Prime Minister Li Keqiang ‘declared war on pollution’ early in March, with public anger growing over the toxic state of China’s air, water and soil. The government ordered cuts in steel production and coal consumption, and tough emission reduction targets. Premier Li said efforts must focus first on reducing hazardous particulate matter known as PM 2.5 and PM 10. Outdated energy producers and industrial plants must modernise.

Hebei province officials say too much of the burden lands on them. The city of Handan alone, responsible for a quarter of national steel output, calculates that reducing capacity will put 43,000 people out of work. With this projected in many cities, Beijing itself faces a consequent increase in social pressures, risking unemployed steel workers arriving on its already strained doorstep.

After a decades-long obsession with growth, Handan officials said: “We are asking for the state to provide policy support and funding to help with layoffs while we close outdated capacity and ease overproduction.”

These requests will not be limited to just one city or region, and would demand further huge spending.

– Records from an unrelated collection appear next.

PR #1023, opened 2016-06-22
all signatures of cli commands changed to return error

mkhajeh:
All `ActionFunc` signatures has been updated to return `error` according to the latest changes in [cli](github.com/codegangsta/cli) package.
In this case, all the such functions return a predefined error which will be handled in `main()` function.
This commit eliminates the `DEPRECATED Action signature` error when executing a `snapctl` command.
The next essential step would be creating a more clear solution for raising and handling the errors.

@intelsdi-x/snap-maintainers

### DIFF
--- a/cmd/snapctl/config.go
+++ b/cmd/snapctl/config.go
@@ -52,7 +52,7 @@ func (c *config) loadConfig(path string) error {
 	return nil
 }
 
-func getConfig(ctx *cli.Context) {
+func getConfig(ctx *cli.Context) error {
 	pDetails := filepath.SplitList(ctx.Args().First())
 	var ptyp string
 	var pname string
@@ -66,7 +66,7 @@ func getConfig(ctx *cli.Context) {
 		if err != nil {
 			fmt.Println("Can't convert version string to integer")
 			cli.ShowCommandHelp(ctx, ctx.Command.Name)
-			os.Exit(1)
+			return errCritical
 		}
 	} else {
 		ptyp = ctx.String("plugin-type")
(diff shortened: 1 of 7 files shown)


cmd/snapctl/config.go
```diff
@@ -77,24 +77,24 @@ func getConfig(ctx *cli.Context) {
 	if ptyp == "" {
 		fmt.Println("Must provide plugin type")
 		cli.ShowCommandHelp(ctx, ctx.Command.Name)
-		os.Exit(1)
+		return errCritical
```
thomastaylor312: Won't `cli` handle printing the error text? It may be better to move the `fmt.Println` text into a custom error message here instead of returning a generic one.

cmd/snapctl/main.go
```diff
@@ -48,7 +50,9 @@ func main() {
 	app.Commands = append(commands, tribeCommands...)
 	sort.Sort(ByCommand(app.Commands))
 	app.Before = beforeAction
-	app.Run(os.Args)
+	if app.Run(os.Args) != nil {
```
thomastaylor312: This would be the place to print the errors passed back instead of with `fmt.Println`

mkhajeh:
@thomastaylor312 I agree, but the problem is that in different parts of the code, error handling behavior is different. For instance somewhere you need to print the error message alone and somewhere else you should show a help message alongside.
I thought that we can divide the problem to two parts. At first we eliminate the warning message that cli shows to us, and then we try to refactor to a cleaner solution for handling errors.

thomastaylor312:
@mkhajeh Good point. I agree. This LGTM.

danielscottt:
LGTM too. Landing.

PR #1025, opened 2016-06-22
Fix #1011: Group dynamic metrics in cache under appropriate keys

### LINKED ISSUE #1011: Dynamic metrics are not properly cached when returned from a plugin
When a dynamic metric is part of a task manifest, the metric will have the form of `/foo/bar/*/baz`. Prior to collecting this metric from a plugin, the cache will be checked to see if `/foo/bar/*/baz` exists. If the metric does not exist, then the metric will be collected from the plugin and the result stored in the cache.

When the dynamic metric is returned from the plugin, the metric now has a namespace in the form of `/foo/bar/hosta/baz`. The `updateCache` method will check to see if the metric's namespace is dynamic, and if it is dynamic, then the metric will be grouped with other metrics that fit the dynamic namespace. However, the current implementation of `updateCache` does not replace `hosta` with `*`, thus causing every metric returned from the collection of the dynamic metric `/foo/bar/*/baz` to be stored individually in the cache instead of as a grouping under the dynamic metric namespace. This also causes subsequent lookups in the cache for the metric `/foo/bar/*/baz` to return nil as `/foo/bar/*/baz` does not exist in the cache.

geauxvirtual:
Fixes #1011

Summary of changes:
- Adds control/strategy/cache_small_test.go file
- Adds TestUpdateCache method to cache_small_test.go to test adding static and dynamic metric entries to the cache
- Reimplement updateCache method to properly store dynamic metrics in cache under the metrics dynamic namespace instead of the namespace returned from the plugin.

Testing done:
- Wrote new tests to verify functionality of code changes.

@intelsdi-x/snap-maintainers

### DIFF
--- a/control/strategy/cache.go
+++ b/control/strategy/cache.go
@@ -153,27 +153,31 @@ type listMetricInfo struct {
 }
 
 func (c *cache) updateCache(mts []core.Metric) {
-	dc := map[string]listMetricInfo{}
+	dc := map[string]*listMetricInfo{}
 	for _, mt := range mts {
-		isDynamic, _ := mt.Namespace().IsDynamic()
-		if isDynamic == false {
-			// cache the individual metric
-			c.put(mt.Namespace().String(), mt.Version(), mt)
-		} else {
-			// collect the dynamic query results so we can cache
-			key := fmt.Sprintf("%v:%v", mt.Namespace().String(), mt.Version())
+		isDynamic, idx := mt.Namespace().IsDynamic()
+		if isDynamic {
+			// cache dynamic metrics
+			dynNS := make(core.Namespace, len(mt.Namespace()))
+			copy(dynNS, mt.Namespace())
+			for _, v := range idx {
+				dynNS[v].Value = "*"
+			}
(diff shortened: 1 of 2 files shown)


control/strategy/cache.go
```diff
@@ -153,29 +153,32 @@ type listMetricInfo struct {
...
+					version:   mt.Version(),
 				}
 			}
-			var tmp = dc[key]
-			tmp.metrics = append(dc[key].metrics, mt)
-			tmp.namespace = mt.Namespace().String()
-			tmp.version = mt.Version()
-			dc[key] = tmp
+			dc[key].metrics = append(dc[key].metrics, mt)
+			for _, v := range dc {
```
danielscottt: For each dynamic metric, we are doing <code>n<sup>2</sup></code> writes where `n` is the number of metrics which are a result of the query.

This loop should be moved outside of the outer `mts` loop, and  done _iff_ `len(dc) > 0`.

danielscottt:
LGTM

Landing.

PR #1027, opened 2016-06-24
Update snap build scripts

nanliu:
* make SNAP_PATH optional.
* remove options around build-plugins.
* fix docker test so it works regardless of directory.
* simplify travis.ci config.


scripts/test.sh
```diff
@@ -17,85 +17,60 @@
...
+test_dirs=$(find . -type f -name '*.go' -not -path "./.*" -not -path "*/_*" -not -path "./Godeps/*" -not -path "./vendor/*" -print0 | xargs -0 -n1 dirname| sort -u)
+export test_dirs
+
+# shellcheck source=scripts/common.sh
+. "${__dir}/common.sh"
+
+_debug "script directory ${__dir}"
+_debug "project directory ${__proj_dir}"
+
+[[ "$SNAP_TEST_TYPE" =~ ^(small|medium|large|legacy)$ ]] || _error "invalid TEST_TYPE (value must be 'small', 'medium', 'large', or 'legacy', recieved:${SNAP_TEST_TYPE}"
```
geauxvirtual: Probably should say "Invalid SNAP_TEST_TYPE", though should a different error be thrown if SNAP_TEST_TYPE is not set?

And at the end of the line, recieved -> received.

nanliu:
@geauxvirtual updated error message per request.

geauxvirtual:
When running tests, seeing this in the output. A message is displayed goimports is not found. It doesn't stop from running other commands, not sure if we want that behavior though.
```
2016-06-30 16:56:00 UTC [     info] running goimports
/home/pulse/test991/src/github.com/intelsdi-x/snap/scripts/common.sh: line 82: goimports: command not found
```

scripts/common.sh
```diff
@@ -0,0 +1,123 @@
...
+
+  _path_prepend "${go_bin_path}"
+
+  _debug "GOPATH: ${GOPATH}"
+  _debug "PATH: ${PATH}"
+}
+
+_goimports() {
+  _go_get golang.org/x/tools/cmd/goimports
+  test -z "$(goimports -l -d $(find . -type f -name '*.go' -not -path "./vendor/*") | tee /dev/stderr)"
```
geauxvirtual: Should probably prefix any tool that is grabbed via `go get` with $GOPATH/bin so the tool can be run.

nanliu: Updated the test script to verify the path at the start, so we don't need to check the path later on per command. Also seems like our current test is missing folders since gofmt didn't catch errors in plugins dir.

scripts/deps.sh
```diff
@@ -17,18 +17,57 @@
...
+  local _dep=${_dep:=$(_detect_dep)}
+  _info "ensuring ${_dep} is available"
+  case $_dep in
+    godep)
+      _go_get github.com/tools/godep
+      ;;
+    glide)
+      _go_get github.com/Masterminds/glide
+      ;;
+    govendor)
```
geauxvirtual: Only other comment I have would be to remove glide and govendor from install_go_dep and restore_go_dep and reintroduce glide with the other PR.

nanliu: sure, that's all cleanup and removed now.

nanliu:
+1 Per discussion with Justin

PR #1036, opened 2016-06-28
Fix #1013: Standardisation for setting time when an entry is added to the cache

### LINKED ISSUE #1013: Adding cache entries should set time consistently.
There is a current mix use of chrono.Chrono.Now() and time.Now() for setting time when an entry is added to the cache.

https://github.com/intelsdi-x/snap/blob/master/control/strategy/cache.go#L101-L118

kindermoumoute:
Fixes #1013 

Standardisation of chrono.Chrono.Now() for setting time when an entry is added to the cache.

@intelsdi-x/snap-maintainers


danielscottt:
LGTM

PR #1039, opened 2016-06-29
Fix two test files to run tests only when legacy test type is specified.

geauxvirtual:
Summary of changes:
- Removes `/` from first comment in two files that was causing the build flag for testing to not be seen by  `go test`. This was running `legacy` tests for any test type specified.

Testing done:
- Verified tests files are only run for appropriate test type.

@intelsdi-x/snap-maintainers


candysmurf:
LGTM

The 27 million tonnes of old-method steel production the government aims to cut this year is equivalent to Italy’s total production capacity, yet it amounts to less than 2.5 percent of China’s total. And plants with another 30 million tonnes of annual output went into construction last year, industry officials said.

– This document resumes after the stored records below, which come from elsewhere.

PR #1047, opened 2016-07-01
Altered plugin test files and helper.go

kjang96:
Fixes #

Summary of changes:
- Got rid of BuildPlugin func in helper.go, replaced with CheckPluginBuilt
- ^because of that, plugin main_test.go no longer unnecessarily rebuilds plugins 
- instated check to main_test.go to check if plugin executables exist

Testing done:
- 

@intelsdi-x/snap-maintainers

### DIFF
--- a/plugin/publisher/snap-publisher-file/main_test.go
+++ b/plugin/publisher/snap-publisher-file/main_test.go
@@ -22,7 +22,6 @@ limitations under the License.
 package main
 
 import (
-	"fmt"
 	"os"
 	"path"
 	"testing"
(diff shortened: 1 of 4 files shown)


scripts/deps.sh
```diff
@@ -32,4 +32,4 @@ _go_path
 _go_get github.com/tools/godep
 
 _info "restoring dependency with godep"
-(cd "${__proj_dir}" && godep restore)
+(cd "${__proj_dir}" && godep restore)
```
IRCody: I think we should keep this newline.

plugin/publisher/snap-publisher-file/main_test.go
```diff
@@ -44,20 +43,18 @@ func TestFilePublisherLoad(t *testing.T) {
...
-		// Helper plugin trigger build if possible for this plugin
-		helper.BuildPlugin(PluginType, PluginName)
-		//
+
+	SkipConvey("make sure plugin has been built", t, func() {
+		err := helper.CheckPluginBuilt(SnapPath, PluginName)
+		So(err, ShouldBeNil)
 		//TODO cannot test this locally. We need AMQP and integration tests.
-		SkipConvey("ensure plugin loads and responds", t, func() {
+		SkipConvey("ensure plugin loads and responds", func() {
```
IRCody: I don't think these need to be SkipConvey's. [SkipConvey](https://github.com/smartystreets/goconvey/wiki/Skip) has the effect that the test is not run, we should be able to still verify that the plugin loads at the minimum.

I know that's what was there before but I think it makes sense to test that plugin is loadable as a minimal test.

IRCody:
Nan's commit should be removed from this PR since it was already merged in #1027.

IRCody:
LGTM

PR #1083, opened 2016-07-16
Fixed #1080 rules for int/floats crash plugins

### LINKED ISSUE #1080: Minimum and maximum values config policy rules for int/floats crash plugins when used
Adding either
```go
cpolicy.NewIntegerRule("crashes", false, 0, 1, 2) 
```
or
```go
cpolicy.NewFloatRule("crashes", false, 0, 1, 2)
``` 
to a plugins GetConfigPolicy method will cause the plugin to crash on startup. This is because the min/max values are not handled properly [here](https://github.com/intelsdi-x/snap/blob/master/control/plugin/cpolicy/float.go#L140-L156) and [here](https://github.com/intelsdi-x/snap/blob/master/control/plugin/cpolicy/integer.go#L48-L64). The failing logic for both is:

```go
	options := make([]*int, 1)
	for i, o := range opts {
		options[i] = &o
	}

	return &IntRule{
		key:      key,
		required: req,
		default_: options[0],
	}, nil
```

This causes a crash because, in the case where len(opts) is greater than 1 (i.e. if a min or max is set), it will cause out of bounds error on options since it's statically size 1. A second issue is that the minimum/maximum are never set in the returned rule.

candysmurf:
Fixes #1080 

Summary of changes:
- Checks "opts" length before using it
- New func only sets the default
- max and min have to be set using setters

Testing done:
- unit tests

@intelsdi-x/snap-maintainers

### DIFF
--- a/control/plugin/cpolicy/float.go
+++ b/control/plugin/cpolicy/float.go
@@ -136,23 +136,22 @@ func (f *FloatRule) GobDecode(buf []byte) error {
 	return nil
 }
 
-// NewFloatRule Returns a new float-typed rule. Arguments are key(string), required(bool), default(float64), min(float64), max(float64)
+// NewFloatRule returns a new float-typed rule. Arguments are key(string), required(bool), default(float64)
 func NewFloatRule(key string, req bool, opts ...float64) (*FloatRule, error) {
 	// Return error if key is empty
 	if key == "" {
 		return nil, EmptyKeyError
 	}
 
-	options := make([]*float64, 1)
-	for i, o := range opts {
-		options[i] = &o
-	}
-
-	return &FloatRule{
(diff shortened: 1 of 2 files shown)


control/plugin/cpolicy/float.go
```diff
@@ -148,11 +148,15 @@ func NewFloatRule(key string, req bool, opts ...float64) (*FloatRule, error) {
 		options[i] = &o
```
IRCody: This will still cause panic if len(opts) > 1.

candysmurf: ah, good catch.this code is no longer needed.

IRCody:
LGTM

Cement production is to be slashed by 42 million tonnes, and 50,000 small coal-fired furnaces are to be shut down across the country, Li said. The cement closures amount to less than 2 percent of last year’s total production.

To boost non-fossil fuel power, Li promised change in “the way energy is consumed and produced” through the development of nuclear and renewables, the deployment of smart power transmission grids, and the promotion of green and low-carbon technology.

The national economic planning body NDRC said key industries should be relocated away from urban centres to help tackle smog.

Beijing has already been paying compensation for several years to firms across China that demolish outdated facilities to meet new technical standards.

It is aware that imposing urgently-needed environmental standards after letting them be ignored for so long will have a domino effect on heavy industries, carrying more political pressure linked to employment and social stability.